» What to produce
Report every line in the listing that contains the string "potential".

» The data
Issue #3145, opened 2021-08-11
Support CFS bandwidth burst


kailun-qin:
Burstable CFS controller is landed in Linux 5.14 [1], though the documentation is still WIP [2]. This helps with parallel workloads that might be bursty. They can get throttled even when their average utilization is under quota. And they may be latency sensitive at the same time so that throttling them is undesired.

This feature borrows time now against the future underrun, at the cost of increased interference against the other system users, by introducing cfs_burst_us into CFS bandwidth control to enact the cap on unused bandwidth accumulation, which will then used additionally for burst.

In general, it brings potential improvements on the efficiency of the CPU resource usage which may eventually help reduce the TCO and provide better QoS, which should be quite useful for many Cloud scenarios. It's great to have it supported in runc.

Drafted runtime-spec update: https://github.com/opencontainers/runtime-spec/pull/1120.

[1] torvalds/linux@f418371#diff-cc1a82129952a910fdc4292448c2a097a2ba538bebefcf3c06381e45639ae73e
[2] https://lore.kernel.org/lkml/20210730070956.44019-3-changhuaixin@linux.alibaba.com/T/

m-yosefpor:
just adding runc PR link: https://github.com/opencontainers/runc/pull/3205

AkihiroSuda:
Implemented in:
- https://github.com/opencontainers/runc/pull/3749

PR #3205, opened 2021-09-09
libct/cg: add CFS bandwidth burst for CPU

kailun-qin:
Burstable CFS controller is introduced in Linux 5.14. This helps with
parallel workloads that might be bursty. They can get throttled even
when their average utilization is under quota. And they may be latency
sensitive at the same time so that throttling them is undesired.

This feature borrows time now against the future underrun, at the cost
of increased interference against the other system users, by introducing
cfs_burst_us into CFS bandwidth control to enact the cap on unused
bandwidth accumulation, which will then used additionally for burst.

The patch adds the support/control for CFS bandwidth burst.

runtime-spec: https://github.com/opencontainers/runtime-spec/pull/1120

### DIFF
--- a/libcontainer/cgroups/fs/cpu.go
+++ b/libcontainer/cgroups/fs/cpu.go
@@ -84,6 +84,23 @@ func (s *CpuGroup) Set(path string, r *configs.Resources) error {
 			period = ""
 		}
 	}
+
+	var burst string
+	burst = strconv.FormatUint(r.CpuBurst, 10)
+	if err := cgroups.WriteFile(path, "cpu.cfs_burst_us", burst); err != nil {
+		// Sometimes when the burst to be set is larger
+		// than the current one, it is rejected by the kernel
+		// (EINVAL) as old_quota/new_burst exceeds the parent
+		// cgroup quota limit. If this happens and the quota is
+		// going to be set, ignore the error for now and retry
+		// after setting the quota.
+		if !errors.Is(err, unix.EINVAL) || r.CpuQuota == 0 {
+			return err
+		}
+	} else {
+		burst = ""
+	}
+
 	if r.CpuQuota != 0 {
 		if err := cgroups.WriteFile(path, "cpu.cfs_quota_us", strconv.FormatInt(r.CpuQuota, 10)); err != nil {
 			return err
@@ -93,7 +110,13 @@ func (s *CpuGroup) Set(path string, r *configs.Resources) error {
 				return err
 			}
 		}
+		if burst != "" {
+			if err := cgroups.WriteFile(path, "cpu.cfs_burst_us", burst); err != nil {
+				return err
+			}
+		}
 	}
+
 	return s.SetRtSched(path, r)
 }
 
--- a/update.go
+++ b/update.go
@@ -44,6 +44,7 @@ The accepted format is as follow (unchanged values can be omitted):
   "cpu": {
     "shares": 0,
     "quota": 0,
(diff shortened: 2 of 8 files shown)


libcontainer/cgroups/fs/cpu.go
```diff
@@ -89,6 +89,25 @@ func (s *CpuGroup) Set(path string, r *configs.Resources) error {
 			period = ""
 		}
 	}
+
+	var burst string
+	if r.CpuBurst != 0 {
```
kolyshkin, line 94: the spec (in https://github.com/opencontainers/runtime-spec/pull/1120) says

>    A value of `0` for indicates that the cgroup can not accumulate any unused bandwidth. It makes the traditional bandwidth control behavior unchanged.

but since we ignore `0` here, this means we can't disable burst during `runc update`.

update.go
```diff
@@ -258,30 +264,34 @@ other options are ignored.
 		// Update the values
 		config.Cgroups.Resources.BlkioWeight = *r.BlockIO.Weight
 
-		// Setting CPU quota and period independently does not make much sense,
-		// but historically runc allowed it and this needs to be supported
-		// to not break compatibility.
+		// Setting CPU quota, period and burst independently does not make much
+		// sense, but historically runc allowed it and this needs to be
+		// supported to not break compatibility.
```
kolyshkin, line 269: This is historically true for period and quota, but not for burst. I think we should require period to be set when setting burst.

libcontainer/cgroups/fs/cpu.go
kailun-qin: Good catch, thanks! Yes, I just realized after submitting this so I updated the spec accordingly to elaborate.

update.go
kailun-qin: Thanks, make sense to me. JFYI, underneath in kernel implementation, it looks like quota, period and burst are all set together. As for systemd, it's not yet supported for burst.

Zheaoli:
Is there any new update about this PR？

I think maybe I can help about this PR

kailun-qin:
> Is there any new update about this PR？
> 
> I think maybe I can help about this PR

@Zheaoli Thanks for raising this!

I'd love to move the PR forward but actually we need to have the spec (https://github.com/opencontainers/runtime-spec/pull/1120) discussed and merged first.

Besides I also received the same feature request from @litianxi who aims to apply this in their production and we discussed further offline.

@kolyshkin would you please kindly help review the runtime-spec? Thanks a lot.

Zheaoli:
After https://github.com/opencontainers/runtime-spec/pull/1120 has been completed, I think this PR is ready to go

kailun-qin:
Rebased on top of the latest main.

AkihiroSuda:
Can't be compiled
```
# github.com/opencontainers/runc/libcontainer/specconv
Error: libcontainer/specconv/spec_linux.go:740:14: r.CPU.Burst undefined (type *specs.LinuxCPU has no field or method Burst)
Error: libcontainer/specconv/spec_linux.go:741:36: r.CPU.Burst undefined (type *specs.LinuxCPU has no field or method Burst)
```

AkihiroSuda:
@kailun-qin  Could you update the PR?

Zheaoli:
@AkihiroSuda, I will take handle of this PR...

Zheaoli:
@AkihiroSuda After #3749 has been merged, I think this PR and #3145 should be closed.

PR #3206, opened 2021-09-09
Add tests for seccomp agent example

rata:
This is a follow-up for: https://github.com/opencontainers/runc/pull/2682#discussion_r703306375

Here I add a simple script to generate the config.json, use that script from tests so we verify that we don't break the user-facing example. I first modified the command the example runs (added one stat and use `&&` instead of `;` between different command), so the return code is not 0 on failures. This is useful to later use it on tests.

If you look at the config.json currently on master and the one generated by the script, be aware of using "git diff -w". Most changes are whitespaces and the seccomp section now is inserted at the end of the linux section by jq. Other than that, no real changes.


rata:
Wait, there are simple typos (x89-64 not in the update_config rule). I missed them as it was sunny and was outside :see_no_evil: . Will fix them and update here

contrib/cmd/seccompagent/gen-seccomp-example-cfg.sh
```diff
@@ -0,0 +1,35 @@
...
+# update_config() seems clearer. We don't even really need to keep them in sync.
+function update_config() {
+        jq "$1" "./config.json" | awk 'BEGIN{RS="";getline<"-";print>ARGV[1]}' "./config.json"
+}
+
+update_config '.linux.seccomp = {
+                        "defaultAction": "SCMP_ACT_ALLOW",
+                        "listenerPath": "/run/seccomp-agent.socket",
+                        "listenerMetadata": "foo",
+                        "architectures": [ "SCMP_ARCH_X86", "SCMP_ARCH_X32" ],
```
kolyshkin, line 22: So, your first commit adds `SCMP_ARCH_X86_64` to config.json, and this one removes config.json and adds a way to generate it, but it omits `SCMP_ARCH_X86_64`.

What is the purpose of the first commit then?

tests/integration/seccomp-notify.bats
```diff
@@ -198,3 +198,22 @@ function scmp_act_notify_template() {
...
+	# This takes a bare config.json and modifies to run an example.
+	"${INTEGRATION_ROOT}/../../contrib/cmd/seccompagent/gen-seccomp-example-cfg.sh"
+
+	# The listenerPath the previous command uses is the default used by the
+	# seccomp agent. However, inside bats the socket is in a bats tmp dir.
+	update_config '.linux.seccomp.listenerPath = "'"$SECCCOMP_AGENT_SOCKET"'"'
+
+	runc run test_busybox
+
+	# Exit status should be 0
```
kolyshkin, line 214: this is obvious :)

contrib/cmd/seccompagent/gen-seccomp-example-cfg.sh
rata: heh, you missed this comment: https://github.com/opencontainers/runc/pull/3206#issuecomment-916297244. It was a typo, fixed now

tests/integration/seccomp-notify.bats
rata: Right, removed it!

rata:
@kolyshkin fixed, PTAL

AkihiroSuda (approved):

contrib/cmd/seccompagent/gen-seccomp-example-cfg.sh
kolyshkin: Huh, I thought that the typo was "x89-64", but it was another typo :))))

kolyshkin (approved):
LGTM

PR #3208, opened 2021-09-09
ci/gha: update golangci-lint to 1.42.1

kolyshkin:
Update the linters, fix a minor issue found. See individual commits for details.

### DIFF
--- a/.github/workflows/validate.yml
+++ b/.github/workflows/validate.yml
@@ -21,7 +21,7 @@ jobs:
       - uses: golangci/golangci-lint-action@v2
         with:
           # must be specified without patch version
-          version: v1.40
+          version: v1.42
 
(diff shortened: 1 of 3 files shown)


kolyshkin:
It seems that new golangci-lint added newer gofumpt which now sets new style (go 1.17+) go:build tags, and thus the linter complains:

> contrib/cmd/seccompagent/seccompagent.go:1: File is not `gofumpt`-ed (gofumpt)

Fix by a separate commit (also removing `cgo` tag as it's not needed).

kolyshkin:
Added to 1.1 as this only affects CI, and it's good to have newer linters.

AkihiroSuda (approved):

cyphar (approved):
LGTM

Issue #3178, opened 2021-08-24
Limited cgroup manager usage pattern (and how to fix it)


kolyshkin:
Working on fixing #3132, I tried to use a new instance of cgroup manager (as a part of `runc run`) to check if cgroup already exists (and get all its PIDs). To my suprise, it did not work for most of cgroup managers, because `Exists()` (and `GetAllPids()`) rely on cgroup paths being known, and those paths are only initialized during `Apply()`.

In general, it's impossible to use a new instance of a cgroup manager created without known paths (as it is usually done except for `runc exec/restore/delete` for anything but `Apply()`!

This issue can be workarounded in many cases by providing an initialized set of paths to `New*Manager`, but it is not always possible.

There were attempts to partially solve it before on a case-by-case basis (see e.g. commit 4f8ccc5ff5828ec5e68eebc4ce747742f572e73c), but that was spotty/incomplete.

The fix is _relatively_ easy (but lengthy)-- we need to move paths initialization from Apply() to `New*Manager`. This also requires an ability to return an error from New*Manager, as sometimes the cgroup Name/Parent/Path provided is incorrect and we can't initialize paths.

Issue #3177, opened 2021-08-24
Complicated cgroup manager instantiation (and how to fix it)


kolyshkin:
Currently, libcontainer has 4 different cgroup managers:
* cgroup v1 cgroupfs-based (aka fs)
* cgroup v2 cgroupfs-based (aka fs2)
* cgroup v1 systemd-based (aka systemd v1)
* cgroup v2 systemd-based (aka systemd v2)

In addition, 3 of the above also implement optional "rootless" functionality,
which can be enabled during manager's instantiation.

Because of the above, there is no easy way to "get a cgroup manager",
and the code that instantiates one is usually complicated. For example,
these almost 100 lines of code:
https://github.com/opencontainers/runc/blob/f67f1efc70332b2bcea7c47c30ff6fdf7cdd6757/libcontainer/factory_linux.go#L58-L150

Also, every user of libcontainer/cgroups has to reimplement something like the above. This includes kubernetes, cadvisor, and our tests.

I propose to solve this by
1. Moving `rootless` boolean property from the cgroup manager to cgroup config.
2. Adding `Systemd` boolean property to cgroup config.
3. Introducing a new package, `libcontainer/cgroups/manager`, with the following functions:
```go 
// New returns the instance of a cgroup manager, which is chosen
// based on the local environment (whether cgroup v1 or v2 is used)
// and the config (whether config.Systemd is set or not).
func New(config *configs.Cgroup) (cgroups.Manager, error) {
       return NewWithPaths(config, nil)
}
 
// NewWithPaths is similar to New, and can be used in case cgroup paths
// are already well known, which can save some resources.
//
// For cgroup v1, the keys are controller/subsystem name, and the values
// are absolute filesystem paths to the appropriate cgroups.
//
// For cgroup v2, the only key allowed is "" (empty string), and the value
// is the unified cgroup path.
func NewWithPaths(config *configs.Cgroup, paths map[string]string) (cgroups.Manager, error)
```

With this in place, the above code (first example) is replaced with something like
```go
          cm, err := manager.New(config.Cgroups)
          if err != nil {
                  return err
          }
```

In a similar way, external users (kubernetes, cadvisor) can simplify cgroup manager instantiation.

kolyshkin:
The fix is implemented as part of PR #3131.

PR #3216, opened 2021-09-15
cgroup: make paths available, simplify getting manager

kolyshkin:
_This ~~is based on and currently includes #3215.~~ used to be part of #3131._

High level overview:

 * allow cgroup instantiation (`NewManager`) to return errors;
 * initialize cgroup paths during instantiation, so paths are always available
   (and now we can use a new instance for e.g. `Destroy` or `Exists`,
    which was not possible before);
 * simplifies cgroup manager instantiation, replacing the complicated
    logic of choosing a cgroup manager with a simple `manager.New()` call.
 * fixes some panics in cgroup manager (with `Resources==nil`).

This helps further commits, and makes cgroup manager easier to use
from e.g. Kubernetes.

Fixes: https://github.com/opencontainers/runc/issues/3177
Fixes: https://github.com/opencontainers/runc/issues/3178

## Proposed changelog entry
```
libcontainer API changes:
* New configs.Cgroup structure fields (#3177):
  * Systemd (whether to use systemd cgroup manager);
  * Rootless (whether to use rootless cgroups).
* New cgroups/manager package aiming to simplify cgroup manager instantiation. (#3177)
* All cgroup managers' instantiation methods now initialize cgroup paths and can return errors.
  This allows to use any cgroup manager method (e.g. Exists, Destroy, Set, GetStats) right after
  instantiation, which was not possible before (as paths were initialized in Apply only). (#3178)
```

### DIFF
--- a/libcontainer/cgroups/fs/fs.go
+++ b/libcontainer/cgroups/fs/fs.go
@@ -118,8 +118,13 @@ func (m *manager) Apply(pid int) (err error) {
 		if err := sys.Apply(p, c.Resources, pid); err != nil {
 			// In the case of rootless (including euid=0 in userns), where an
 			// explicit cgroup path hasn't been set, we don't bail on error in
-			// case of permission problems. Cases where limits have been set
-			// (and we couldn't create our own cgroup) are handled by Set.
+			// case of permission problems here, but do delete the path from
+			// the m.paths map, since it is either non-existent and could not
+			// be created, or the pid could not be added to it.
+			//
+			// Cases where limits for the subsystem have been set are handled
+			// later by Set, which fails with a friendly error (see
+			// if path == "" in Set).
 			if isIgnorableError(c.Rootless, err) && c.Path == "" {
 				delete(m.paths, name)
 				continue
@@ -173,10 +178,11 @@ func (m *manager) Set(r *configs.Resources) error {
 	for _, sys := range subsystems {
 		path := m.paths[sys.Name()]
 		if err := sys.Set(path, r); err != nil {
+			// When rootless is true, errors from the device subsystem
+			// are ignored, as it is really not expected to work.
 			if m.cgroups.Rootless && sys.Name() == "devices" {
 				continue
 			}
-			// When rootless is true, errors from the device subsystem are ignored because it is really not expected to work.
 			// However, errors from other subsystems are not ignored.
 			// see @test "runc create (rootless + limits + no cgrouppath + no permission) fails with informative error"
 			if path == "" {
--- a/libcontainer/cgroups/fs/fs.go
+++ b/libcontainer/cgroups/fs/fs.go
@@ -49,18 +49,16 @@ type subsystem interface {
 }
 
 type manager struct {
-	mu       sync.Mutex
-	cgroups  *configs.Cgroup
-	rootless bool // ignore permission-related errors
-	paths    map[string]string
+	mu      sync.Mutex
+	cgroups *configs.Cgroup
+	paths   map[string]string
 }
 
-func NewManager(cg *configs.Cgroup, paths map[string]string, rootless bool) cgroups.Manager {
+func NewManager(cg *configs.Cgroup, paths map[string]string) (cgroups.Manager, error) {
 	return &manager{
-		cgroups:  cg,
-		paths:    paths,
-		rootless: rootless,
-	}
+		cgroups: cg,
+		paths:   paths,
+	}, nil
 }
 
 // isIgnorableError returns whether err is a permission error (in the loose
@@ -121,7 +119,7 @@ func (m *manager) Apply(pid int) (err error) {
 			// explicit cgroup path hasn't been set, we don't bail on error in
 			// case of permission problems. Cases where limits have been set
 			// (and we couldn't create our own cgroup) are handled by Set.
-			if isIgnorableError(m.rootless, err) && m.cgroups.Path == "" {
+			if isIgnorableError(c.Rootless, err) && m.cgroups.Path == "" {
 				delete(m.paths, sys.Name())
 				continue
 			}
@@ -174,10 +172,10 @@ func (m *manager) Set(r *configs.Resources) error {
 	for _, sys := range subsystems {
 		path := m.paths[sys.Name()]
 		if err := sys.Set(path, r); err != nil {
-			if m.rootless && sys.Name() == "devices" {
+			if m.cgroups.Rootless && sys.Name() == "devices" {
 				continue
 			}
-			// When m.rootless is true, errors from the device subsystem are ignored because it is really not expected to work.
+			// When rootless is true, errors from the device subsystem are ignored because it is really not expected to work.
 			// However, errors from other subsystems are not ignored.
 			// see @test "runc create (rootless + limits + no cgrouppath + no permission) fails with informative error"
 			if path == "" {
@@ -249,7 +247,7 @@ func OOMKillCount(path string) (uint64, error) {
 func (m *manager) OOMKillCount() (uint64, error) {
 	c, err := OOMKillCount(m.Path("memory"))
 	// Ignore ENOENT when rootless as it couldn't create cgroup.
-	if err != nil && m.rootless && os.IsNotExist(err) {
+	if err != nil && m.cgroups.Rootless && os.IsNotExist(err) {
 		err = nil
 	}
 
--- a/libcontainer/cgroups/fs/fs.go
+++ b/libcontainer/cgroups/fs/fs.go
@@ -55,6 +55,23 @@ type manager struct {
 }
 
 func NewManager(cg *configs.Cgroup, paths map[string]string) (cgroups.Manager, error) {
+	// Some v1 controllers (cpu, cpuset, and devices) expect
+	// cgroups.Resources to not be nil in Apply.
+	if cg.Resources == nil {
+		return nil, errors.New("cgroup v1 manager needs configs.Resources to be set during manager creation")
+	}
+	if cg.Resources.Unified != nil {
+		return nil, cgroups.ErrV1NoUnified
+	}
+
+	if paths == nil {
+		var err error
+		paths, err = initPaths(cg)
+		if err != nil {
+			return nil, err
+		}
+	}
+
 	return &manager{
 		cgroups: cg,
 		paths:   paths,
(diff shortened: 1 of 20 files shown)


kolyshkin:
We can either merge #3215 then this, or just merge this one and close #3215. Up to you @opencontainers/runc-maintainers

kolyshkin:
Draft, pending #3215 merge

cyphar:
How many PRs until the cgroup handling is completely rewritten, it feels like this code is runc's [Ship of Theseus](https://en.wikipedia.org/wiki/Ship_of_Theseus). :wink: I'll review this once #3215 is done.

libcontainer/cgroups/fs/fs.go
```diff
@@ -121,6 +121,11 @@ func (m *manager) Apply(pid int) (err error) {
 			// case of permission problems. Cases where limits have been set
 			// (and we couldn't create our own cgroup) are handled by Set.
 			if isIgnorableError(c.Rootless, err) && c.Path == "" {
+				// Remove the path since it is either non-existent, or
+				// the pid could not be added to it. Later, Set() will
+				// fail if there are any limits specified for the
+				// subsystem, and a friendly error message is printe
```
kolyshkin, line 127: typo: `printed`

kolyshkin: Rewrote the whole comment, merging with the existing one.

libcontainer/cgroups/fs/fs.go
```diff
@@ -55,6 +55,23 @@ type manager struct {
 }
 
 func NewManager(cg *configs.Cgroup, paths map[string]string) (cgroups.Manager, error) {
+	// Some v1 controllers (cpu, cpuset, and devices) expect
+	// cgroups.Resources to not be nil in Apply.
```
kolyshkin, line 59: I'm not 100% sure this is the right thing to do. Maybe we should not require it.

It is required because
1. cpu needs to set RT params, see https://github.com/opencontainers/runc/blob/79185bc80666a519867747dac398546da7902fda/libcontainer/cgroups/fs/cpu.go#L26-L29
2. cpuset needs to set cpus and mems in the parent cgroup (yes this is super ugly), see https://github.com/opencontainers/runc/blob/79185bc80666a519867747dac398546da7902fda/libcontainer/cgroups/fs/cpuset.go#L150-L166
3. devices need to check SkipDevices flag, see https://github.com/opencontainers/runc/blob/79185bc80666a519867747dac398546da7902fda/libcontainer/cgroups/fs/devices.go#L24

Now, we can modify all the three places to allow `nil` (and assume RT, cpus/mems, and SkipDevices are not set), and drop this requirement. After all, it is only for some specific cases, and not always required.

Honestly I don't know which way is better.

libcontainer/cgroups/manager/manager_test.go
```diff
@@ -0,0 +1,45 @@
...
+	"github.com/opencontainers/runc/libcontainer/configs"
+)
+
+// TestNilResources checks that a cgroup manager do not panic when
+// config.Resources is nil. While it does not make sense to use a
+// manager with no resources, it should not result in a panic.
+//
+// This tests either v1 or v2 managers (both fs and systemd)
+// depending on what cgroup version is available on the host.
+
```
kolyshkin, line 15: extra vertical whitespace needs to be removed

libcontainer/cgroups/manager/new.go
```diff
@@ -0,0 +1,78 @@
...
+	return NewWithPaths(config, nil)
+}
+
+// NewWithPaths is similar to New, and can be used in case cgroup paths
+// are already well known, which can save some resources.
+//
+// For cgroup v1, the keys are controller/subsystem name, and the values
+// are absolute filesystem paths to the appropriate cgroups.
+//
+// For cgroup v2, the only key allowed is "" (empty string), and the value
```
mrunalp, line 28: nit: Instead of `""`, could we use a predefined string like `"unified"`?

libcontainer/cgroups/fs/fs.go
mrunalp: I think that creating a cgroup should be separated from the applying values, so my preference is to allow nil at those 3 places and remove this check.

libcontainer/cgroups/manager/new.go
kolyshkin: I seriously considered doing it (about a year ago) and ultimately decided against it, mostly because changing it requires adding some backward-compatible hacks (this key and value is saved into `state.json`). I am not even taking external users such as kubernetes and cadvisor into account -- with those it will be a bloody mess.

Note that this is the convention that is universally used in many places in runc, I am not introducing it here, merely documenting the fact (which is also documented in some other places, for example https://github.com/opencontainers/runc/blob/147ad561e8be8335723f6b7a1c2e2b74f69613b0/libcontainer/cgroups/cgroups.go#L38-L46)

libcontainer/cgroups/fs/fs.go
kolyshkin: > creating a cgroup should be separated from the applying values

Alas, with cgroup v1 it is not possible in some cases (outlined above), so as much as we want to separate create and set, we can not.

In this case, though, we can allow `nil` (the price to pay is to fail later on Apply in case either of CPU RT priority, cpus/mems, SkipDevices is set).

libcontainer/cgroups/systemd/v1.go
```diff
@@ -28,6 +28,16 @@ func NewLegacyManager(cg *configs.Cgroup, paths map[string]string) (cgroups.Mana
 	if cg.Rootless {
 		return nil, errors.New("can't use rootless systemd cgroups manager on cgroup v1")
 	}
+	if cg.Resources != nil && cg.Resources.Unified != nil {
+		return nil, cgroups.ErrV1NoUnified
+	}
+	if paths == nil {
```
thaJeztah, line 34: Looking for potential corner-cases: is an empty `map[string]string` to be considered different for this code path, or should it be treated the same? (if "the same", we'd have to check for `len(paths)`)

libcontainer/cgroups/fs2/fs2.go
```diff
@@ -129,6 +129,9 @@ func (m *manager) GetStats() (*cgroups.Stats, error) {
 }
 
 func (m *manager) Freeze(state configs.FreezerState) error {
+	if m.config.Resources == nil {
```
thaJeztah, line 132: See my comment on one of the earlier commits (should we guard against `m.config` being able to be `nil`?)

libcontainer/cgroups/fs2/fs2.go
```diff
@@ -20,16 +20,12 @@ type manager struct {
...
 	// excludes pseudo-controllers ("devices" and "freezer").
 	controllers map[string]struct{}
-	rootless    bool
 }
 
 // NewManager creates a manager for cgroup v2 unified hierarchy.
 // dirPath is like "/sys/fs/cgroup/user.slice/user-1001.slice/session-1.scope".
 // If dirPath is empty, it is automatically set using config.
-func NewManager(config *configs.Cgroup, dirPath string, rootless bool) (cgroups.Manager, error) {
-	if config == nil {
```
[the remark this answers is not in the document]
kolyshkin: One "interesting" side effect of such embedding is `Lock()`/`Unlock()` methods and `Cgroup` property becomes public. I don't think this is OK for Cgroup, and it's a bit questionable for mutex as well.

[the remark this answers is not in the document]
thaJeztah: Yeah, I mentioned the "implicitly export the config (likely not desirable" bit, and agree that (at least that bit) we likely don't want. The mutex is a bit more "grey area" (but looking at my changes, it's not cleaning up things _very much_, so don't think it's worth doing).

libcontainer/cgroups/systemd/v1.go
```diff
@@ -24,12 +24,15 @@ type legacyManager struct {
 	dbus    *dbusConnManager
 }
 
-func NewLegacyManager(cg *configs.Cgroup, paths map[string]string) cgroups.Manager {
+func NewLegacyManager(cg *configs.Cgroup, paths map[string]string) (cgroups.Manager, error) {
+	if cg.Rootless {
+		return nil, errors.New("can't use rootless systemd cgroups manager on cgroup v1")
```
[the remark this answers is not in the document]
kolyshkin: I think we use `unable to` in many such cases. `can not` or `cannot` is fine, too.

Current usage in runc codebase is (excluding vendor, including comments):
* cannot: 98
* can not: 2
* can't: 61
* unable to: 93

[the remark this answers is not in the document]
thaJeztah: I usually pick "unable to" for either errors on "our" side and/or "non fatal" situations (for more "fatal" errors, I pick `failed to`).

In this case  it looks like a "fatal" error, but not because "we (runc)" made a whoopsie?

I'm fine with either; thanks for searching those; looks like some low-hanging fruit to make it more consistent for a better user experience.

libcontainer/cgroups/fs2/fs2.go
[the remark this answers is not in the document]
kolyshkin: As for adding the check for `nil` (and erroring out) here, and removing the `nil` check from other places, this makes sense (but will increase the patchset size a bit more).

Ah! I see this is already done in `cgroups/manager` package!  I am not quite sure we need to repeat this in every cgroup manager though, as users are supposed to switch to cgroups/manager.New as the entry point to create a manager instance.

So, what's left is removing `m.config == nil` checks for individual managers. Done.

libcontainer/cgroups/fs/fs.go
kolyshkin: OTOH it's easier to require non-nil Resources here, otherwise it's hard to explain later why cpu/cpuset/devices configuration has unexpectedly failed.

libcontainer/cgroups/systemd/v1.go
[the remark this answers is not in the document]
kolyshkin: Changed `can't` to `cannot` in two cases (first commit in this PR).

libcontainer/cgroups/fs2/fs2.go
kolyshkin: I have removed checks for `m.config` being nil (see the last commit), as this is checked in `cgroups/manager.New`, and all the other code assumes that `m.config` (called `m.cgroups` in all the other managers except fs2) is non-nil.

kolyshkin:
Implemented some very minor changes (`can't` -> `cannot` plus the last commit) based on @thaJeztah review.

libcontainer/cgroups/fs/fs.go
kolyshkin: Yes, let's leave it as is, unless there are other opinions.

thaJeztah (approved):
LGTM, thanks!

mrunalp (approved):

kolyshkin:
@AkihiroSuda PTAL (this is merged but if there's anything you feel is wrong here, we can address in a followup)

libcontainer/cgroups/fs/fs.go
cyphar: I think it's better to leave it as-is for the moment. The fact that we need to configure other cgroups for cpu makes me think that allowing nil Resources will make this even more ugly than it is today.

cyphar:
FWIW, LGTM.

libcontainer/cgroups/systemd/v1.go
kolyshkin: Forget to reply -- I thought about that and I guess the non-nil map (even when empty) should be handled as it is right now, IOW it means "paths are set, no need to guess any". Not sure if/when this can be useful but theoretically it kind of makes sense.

» Solution to this exercise
In general, it brings potential improvements on the efficiency of the CPU resource usage which may eventually help reduce the TCO and provide better QoS, which should be quite useful for many Cloud scenarios. It's great to have it supported in runc.
thaJeztah, line 34: Looking for potential corner-cases: is an empty `map[string]string` to be considered different for this code path, or should it be treated the same? (if "the same", we'd have to check for `len(paths)`)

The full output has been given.